On July 12, 2009, the crossing charge for a two-axle passenger vehicle is $2.75, with a $1.04 discount for E-ZPass users. The crossing charge for a motorcycle is $2.50 charged in each direction, with a $1.08 discount for E-ZPass users. Certain resident discounts apply to this bridge.

The bridge is owned by the City of New York and operated by the Triborough Bridge and Tunnel Authority, an affiliate agency of the Metropolitan Transportation Authority.

Contents

History

View of the roadway (photo: Dave Frieder)
From Riis Landing

Built and opened by the Marine Parkway Authority in 1937, it was the longest vertical lift span in the world for automobiles. The curled tops of the towers were designed to give the bridge a whimsical aspect. Following the 1940 merger of the Marine Parkway Authority and Triborough Bridge and Tunnel Authority, the operation of the bridge fell to TBTA.[5]

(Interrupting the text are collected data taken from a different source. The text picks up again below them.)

PR #18, opened 2017-03-01
Readme

kevinemoore:
A new leaf node type, FILE, gives packages a way to include unmodified
files. In this first implementation, build.py only looks for a single
file (README), that is expected to contain a description of the package.

To support raw files, object files are now stored without a
format-specific extension (since raw files are format independent).

### DIFF
--- a/quilt/data.py
+++ b/quilt/data.py
@@ -31,15 +31,12 @@ class Node(object):
     def __init__(self, store, prefix=''):
         self._prefix = prefix
         self._store = store
-        print("NODE: %s %s" % (prefix, store))
 
     def __getattr__(self, name):
         # TODO clean if... up since VALID_NAME_RE no longer allows leading _
-        print("GETATTR NAME=%s" % name)
         if name.startswith('_'):
             raise AttributeError
         path = self._prefix + '/' + name
-        print("GETATTR PATH=%s" % path)
         return self._get_store_obj(path)
 
     def __repr__(self):
@@ -64,7 +61,6 @@ class Node(object):
         self._keys()
         try:
             obj = self._store.get(path)
-            print("OBJ=%s" % obj)
         except KeyError:
             # No such group or table
             raise AttributeError("No such table or group: %s" % path)
@@ -86,7 +82,6 @@ class Node(object):
         """
         keys directly accessible on this object via getattr or .
         """
-        print("KEYS=%s" % self._store.keys(self._prefix))
         return self._store.keys(self._prefix)
 
 class FakeLoader(object):
@@ -95,7 +90,6 @@ class FakeLoader(object):
     """
     def __init__(self, path):
         self._path = path
-        print("FAKELOADER, PATH=%s" % path)
 
     def load_module(self, fullname):
         """
@@ -115,13 +109,11 @@ class PackageLoader(object):
     def __init__(self, path, store):
         self._path = path
         self._store = store
-        print("PKGLOADER, PATH=%s" % path)
 
     def load_module(self, fullname):
         """
         Returns an object that lazily looks up tables and groups.
         """
-        print("LOADING MODULE, FULLNAME=%s" % fullname)
         mod = sys.modules.get(fullname)
         if mod is not None:
             return mod
@@ -131,7 +123,6 @@ class PackageLoader(object):
 
         mod = Node(self._store)
         sys.modules[fullname] = mod
-        print("MOD=%s" % mod)
         return mod
 
 class ModuleFinder(object):
@@ -143,17 +134,12 @@ class ModuleFinder(object):
         """
         Looks up the table based on the module path.
         """
-
-        print("FULLNAME=%s" % fullname)
-        print("PATH=%s" % path)
-        
         if not fullname.startswith(__name__ + '.'):
             # Not a quilt submodule.
             return None
 
         submodule = fullname[len(__name__) + 1:]
         parts = submodule.split('.')
-        print("PARTS=%s" % parts)
 
         if len(parts) == 1:
             for package_dir in PackageStore.find_package_dirs():
--- a/quilt/data.py
+++ b/quilt/data.py
@@ -84,8 +84,7 @@ class Node(object):
         """
         group = self._store.get(self._prefix)
         assert isinstance(group, dict), "{type} {grp}".format(type=type(group), grp=group)
-        assert TYPE_KEY in group
-        group.pop(TYPE_KEY)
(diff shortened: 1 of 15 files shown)


quilt/data.py
```diff
@@ -81,7 +82,12 @@ def _keys(self):
         """
         keys directly accessible on this object via getattr or .
         """
-        return self._store.keys(self._prefix)
+        group = self._store.get(self._prefix)
+        assert isinstance(group, dict), "{type} {grp}".format(type=type(group), grp=group)
+        assert TYPE_KEY in group
+        group.pop(TYPE_KEY)
```
dimaryaz: `del group[TYPE_KEY]`, since you don't care about the return value.

Don't even need the assert above since `del` and `pop` both raise an exception.

quilt/tools/build.py
```diff
@@ -85,11 +89,14 @@ def build_package(username, package, yaml_path):
         raise BuildException("Unable to parse YAML: %s" % yaml_path)
 
     tables = data.get('tables')
-    format = data.get('format', None)
+    format = data.get('format')
+    files = data.get('files')
+    readme = files.get('README') if files else None
     if not isinstance(tables, dict):
```
dimaryaz: We probably want the same check for `files`?

quilt/tools/build.py
```diff
@@ -85,11 +89,14 @@ def build_package(username, package, yaml_path):
         raise BuildException("Unable to parse YAML: %s" % yaml_path)
 
     tables = data.get('tables')
```
dimaryaz: Since we're going to allow packages with no tables (or files), I'd do this:
```
tables = data.get('tables', {})
...
files = data.get('files', {})
readme = files.get('README')
```

quilt/tools/command.py
```diff
@@ -470,32 +470,42 @@ def inspect(package):
...
+                fullname = "/".join([path, name])
+                df = store.get(fullname)
+                assert isinstance(df, pd.DataFrame)
+                info = "shape %s, type \"%s\"" % (df.shape, df.dtypes)
+                print(prefix + name_prefix + ": " + info)
+            elif node_type is NodeType.FILE:
+                fullname = "/".join([path, name])
+                print(prefix + name_prefix + name)
+            else:
+                print(prefix + name_prefix + ": " + str(node))
```
dimaryaz: Should this be an assert?

quilt/tools/store.py
```diff
@@ -105,6 +109,17 @@ def save_df(self, df, name, path, ext, target):
         """
         raise NotImplementedError()
 
+    def save_file(self, srcfile, name, path, target):
+        """
+        Save a (raw) file to the store.
+        """
+        self._find_path_write()
+        filehash = digest_file(srcfile)
+        fullname = name.lstrip('/').replace('/', '.')
```
dimaryaz: What is `fullname` used for? That is, given that contents.json already has nested groups, I was assuming that storing the path wouldn't be necessary.

quilt/tools/store.py
```diff
@@ -105,6 +109,17 @@ def save_df(self, df, name, path, ext, target):
...
+        self._add_to_contents(fullname, filehash, '', path, target)
+        objpath = os.path.join(self._pkg_dir, self.OBJ_DIR, filehash)
+        copyfile(srcfile, objpath)
```
dimaryaz: Should we check if `objpath` already exists, just as a tiny optimization (or not so tiny for GB-size files)?

quilt/tools/store.py
```diff
@@ -161,11 +170,14 @@ def get(self, path):
             ptr = ptr[node]
         node = ptr
 
-        if NodeType(node[TYPE_KEY]) is NodeType.TABLE:
-            hash_list = node['hashes']
-            return self.dataframe(hash_list)
-        else:
+        if NodeType(node[TYPE_KEY]) is NodeType.GROUP:
```
dimaryaz: Make `NodeType(node[TYPE_KEY])` a variable

quilt/tools/store.py
```diff
@@ -298,18 +310,29 @@ def _add_to_contents(self, fullname, objhash, ext, path, target):
...
-                                         q_target=target)
-                          )
+        try:
+            target_type = TargetType(target)
+            if target_type is TargetType.PANDAS:
+                node_type = NodeType.TABLE
+            elif target_type is TargetType.FILE:
+                node_type = NodeType.FILE
+            else:
+                raise NotImplementedError()
```
dimaryaz: Shouldn't happen since `TargetType(target)` will raise a `ValueError`. Maybe make it an `assert False`?

quilt/tools/util.py
```diff
@@ -4,6 +4,8 @@
 
 from appdirs import user_data_dir
 
+from .const import NodeType
```
dimaryaz: Unused?

quilt/tools/store.py
kevinemoore: The store doesn't keep a running path or pointer into the JSON tree so we need to specify the full path when saving each dataframe.

quilt/tools/store.py
kevinemoore: The only way this error happens is if we later add a target type (to the Enum) and forget to implement it here. I like the not implemented for that case, but would you prefer an assert False?

dimaryaz: Yeah; adding it to the enum but not here would be a bug in our code (rather than e.g. a user error - trying to use an unsupported target, etc.), so I think `assert` is more appropriate.

quilt/tools/command.py
```diff
@@ -500,7 +500,7 @@ def _print_node(node, prefix, child_prefix, name, path):
                 fullname = "/".join([path, name])
                 print(prefix + name_prefix + name)
             else:
-                print(prefix + name_prefix + ": " + str(node))
+                raise NotImplementedError("Unsupported NodeType {nt}".format(node_type))
```
dimaryaz: Don't you need `nt=node_type`?

quilt/data.py
```diff
@@ -84,8 +84,7 @@ def _keys(self):
         """
         group = self._store.get(self._prefix)
         assert isinstance(group, dict), "{type} {grp}".format(type=type(group), grp=group)
-        assert TYPE_KEY in group
-        group.pop(TYPE_KEY)
+        del group[TYPE_KEY]
```
dimaryaz: Actually, forgot to ask: is it ok to modify the data here? Does `_store.get` return a new dict each time?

In 1978, the bridge was renamed for Gil Hodges, the former first baseman for the Brooklyn Dodgers.[5] Hodges kept a residence in Brooklyn after his team moved to Los Angeles. He also played for the New York Mets at the end of his career, and managed the Mets from 1968 until his death in 1972, including victory in the 1969 World Series.

Facts

  • The center span is lifted and lowered 100 times a year to allow vessels to pass beneath the roadway.
  • The center span is 540 feet (160 m) long and is only 55 feet (17 m) above the water but can be lifted up to a height of 150' feet above the water.
  • Part of the crash of American Airlines Flight 587 was filmed from a tollbooth camera on this bridge.

Renovating the Bridge

In 1999 the following elements of the bridge were renovated:

  • The existing steel-grated roadway deck on the lift span was replaced with a concrete-and-steel orthotropic deck. A new concrete ("Jersey") barrier now separates opposing traffic flows.
  • The elevators and electrical systems in the towers were replaced.
  • New variable message signs and traffic control devices were installed on the bridge, approach roadways and toll plaza. A new service building was built at the toll plaza.